(Action item)
Your answer should be the full set of entries, given again without alteration.

[Records excerpted from a collection]
::::::::

PR #955, opened 2026-08-20
fix(dp): rendezvous the DP ranks at the end of warm-up

rebel-yskim:
## Symptom

`PREFILL E2E` reports a p99 several times its median, while `PREFILL + SAMPLE` stays flat on all four ranks. There is no request queueing in that run, so the gap had no obvious explanation.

::::::::

(Answer)
PR #955, opened 2026-08-20
fix(dp): rendezvous the DP ranks at the end of warm-up

rebel-yskim:
## Symptom

`PREFILL E2E` reports a p99 several times its median, while `PREFILL + SAMPLE` stays flat on all four ranks. There is no request queueing in that run, so the gap had no obvious explanation.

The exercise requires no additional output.